- TRY IT -
Return each entry precisely as it appears below.

- ENTRIES PROVIDED -
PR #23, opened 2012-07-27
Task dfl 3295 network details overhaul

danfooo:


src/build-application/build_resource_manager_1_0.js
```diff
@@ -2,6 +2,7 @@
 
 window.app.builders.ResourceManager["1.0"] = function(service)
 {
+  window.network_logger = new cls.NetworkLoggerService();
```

- FINISHED TASK -
PR #23, opened 2012-07-27
Task dfl 3295 network details overhaul

danfooo:


src/build-application/build_resource_manager_1_0.js
```diff
@@ -2,6 +2,7 @@
 
 window.app.builders.ResourceManager["1.0"] = function(service)
 {
+  window.network_logger = new cls.NetworkLoggerService();
```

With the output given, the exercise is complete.